I met Rod at the excellent soundSCAPE festival in Italy in summer 2012. He recently finished his master's at the University of Miami, and is just an all-around cool guy. I'm going to (finally) check out his orchestral work Depois da Chuva (after the rain), for which he got second place in the American Prize for Orchestral music, as well as his chamber piece Loin, which won the chamber division of the same. He submitted Loin to our Terminus call for scores, and I really liked it. But it's tough! I hope we can get around to it sometime.

Depois da Chuva

This piece is over 17 minutes, so there is a lot to take in. Foremost, however, is that Rod has a great ear for orchestration. There is a lot of ear candy, and it's all well-balanced and thought out. I hear a lot of Asian influence (Takemitsu, maybe Tan Dun, etc.), which seems appropriate to the theme of rain/water, so prominent with some of those composers. I'm also getting some Stravinsky and Morricone vibes. Those who know my work know that I'm partial (committed?) to slow music, so I enjoyed the outer movements most. I wasn't sold on the repeated triplet motive at the end of the first movement, though. The ametric textures, with little effects popping in here and there, sounded great to me and I would have been fine with a movement of just that. The middle movement is much darker and more intense, but with a lot of variety and drive that kept me "in it." Ironically, perhaps, I really liked the repetitive woodblock/timpani groove.

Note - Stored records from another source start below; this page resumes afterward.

PR #1614, opened 2021-12-21
Make a BaseFeatureMixIn base class, with documentation, and have all feature MixIns inherit it.

justinxzhao:
This gives us centralized enforcement for missing abstract methods, as well as a common location for documentation for those methods.


ludwig/features/base_feature.py
```diff
@@ -37,6 +37,72 @@
...
+        Args:
+            column: Pandas column of values.
+            preprocessing_parameters: Preprocessing configuration for this feature.
+            backend: (Union[Backend, str]) Backend to use for feature data processing.
+        """
+        raise NotImplementedError
+
+    @abstractstaticmethod
+    def add_feature_data(
+        feature: Dict[str, Any],
```
w4nderlust, line 84: maybe, as we are making some changes, we can call this feature_cfg for increased readability? In other parts of the code the name feature refers to either an input or output feature object, so maybe whenever we refer to to a dict containing the feature info we can use the _cfg suffix?

w4nderlust (approved):

PR #3029, opened 2023-01-30
Enables a new GitHub Action for `slow` tests

geoffreyangus:
This PR enables tests with the pytest marker `pytest.mark.slow`. It will run on every commit made to `master`.

This PR removes the `@slow` decorator we used in the passed in favor of a vanilla `pytest.mark` to enable more fine-grained control of the tests run. Prior to this change, `RUN_SLOW=1` was required to run the slow tests _in addition to_ the normal tests. Using `pytest.mark.slow` enables us to run the slow tests exclusively.

The slow test runner downloads the complete Ludwig package (including distributed requirements), so `ray`-enabled tests marked `slow` should be runnable with this action as well.


justinxzhao (approved):
Nice! Thanks for the change, and some cleanup as well.

PR #3034, opened 2023-01-31
Hyperopt Quick Fix

connor-mccorm:


jeffkinnison (approved):

ludwig/schema/model_config.py
```diff
@@ -187,7 +187,7 @@ def __init__(self, config_dict: ModelConfigDict):
 
         # ===== Combiner =====
         if COMBINER in upgraded_config_dict:
-            if self.combiner.type != upgraded_config_dict[COMBINER][TYPE]:
+            if self.combiner.type != upgraded_config_dict.get(COMBINER, {}).get(TYPE, None):
                 self.combiner = combiner_registry.get(upgraded_config_dict[COMBINER][TYPE]).get_schema_cls()()
```
ShreyaR, line 191: Would you also need to use the `dict.get` method in line 191?

connor-mccorm: We could add it there, though if the check on line 190 passes, then we know for sure that the `combiner` and `type` exist so this won't throw a key error.

PR #3038, opened 2023-01-31
Expected Impact and Ordering for GBM Params

connor-mccorm:


connor-mccorm:
Ya I think it works for the time being. They are logically grouped so related params are all together so I think it looks good for now!

PR #3039, opened 2023-02-01
Fix gradient clipping typo

geoffreyangus:


arnavgarg1 (approved):
Good catch!

justinxzhao (approved):

justinxzhao (commented):
Is there a simple test that'd be worth adding to catch this typo? Alternatively, if we're thinking about turning on gradient clipping by default, this might be a moot point.

geoffreyangus:
Hm, @justinxzhao it seems like more trouble than its probably worth– to test this specifically, since the bug was in the trainer, we would likely have to:

1. Move the function out of the trainer into `utils` somewhere

Then in a test, we would have to:

1. instantiate a torch module
2. artificially get its gradient to be something high (haven't done this before, but I'm sure I could figure it out)
3. pass in the modules parameters into the new function along with a `GradientClippingConfig` with some test values
4. verify that the torch module's parameters have an overall norm that coincides with the values we would expect

I haven't worked with gradients this closely before, and since it's a one-line change and the test is very specific to these few lines of code, it might not be worth doing. Curious what you think though or if you think there's an easier way to do this.

justinxzhao:
> Hm, @justinxzhao it seems like more trouble than its probably worth– to test this specifically, since the bug was in the trainer, we would likely have to:
> 
> 1. Move the function out of the trainer into `utils` somewhere
> 
> Then in a test, we would have to:
> 
> 1. instantiate a torch module
> 2. artificially get its gradient to be something high (haven't done this before, but I'm sure I could figure it out)
> 3. pass in the modules parameters into the new function along with a `GradientClippingConfig` with some test values
> 4. verify that the torch module's parameters have an overall norm that coincides with the values we would expect (not sure what each of the gradnorm values in `GradientClippingConfig` does– would have to read up / learn how they interact)
> 
> I haven't worked with gradients this closely before, and since it's a one-line change and the test is very specific to these few lines of code, it might not be worth doing. Curious what you think though or if you think there's an easier way to do this.

Ah, I mistook the bug for a misspelled field accessor instead of using the wrong field accessor.

Let's go forward without a test, as a test that's not more trouble than it's worth would probably just be testing implementation details.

On listening again, I think this piece is pretty frickin' great. The texture and mood is somewhat "static" throughout, though the surface is anything but. Rod makes a great combination of sustained tones, extended techniques (especially multiphonics and harmonics), and vocal sounds. It's continually shifting. Each time I've listened to it, I've stayed intrigued and engaged. But for many people, this is going to be a tough listen. It reminds me of what I was saying to Georgia State students a few months ago -- ask yourself if you're a melody person, rhythm person, timbre person, etc., then focus on that. As a timbre/texture person, I find a great deal to appreciate here. Others might be lost, but that's their loss (see what I did there?).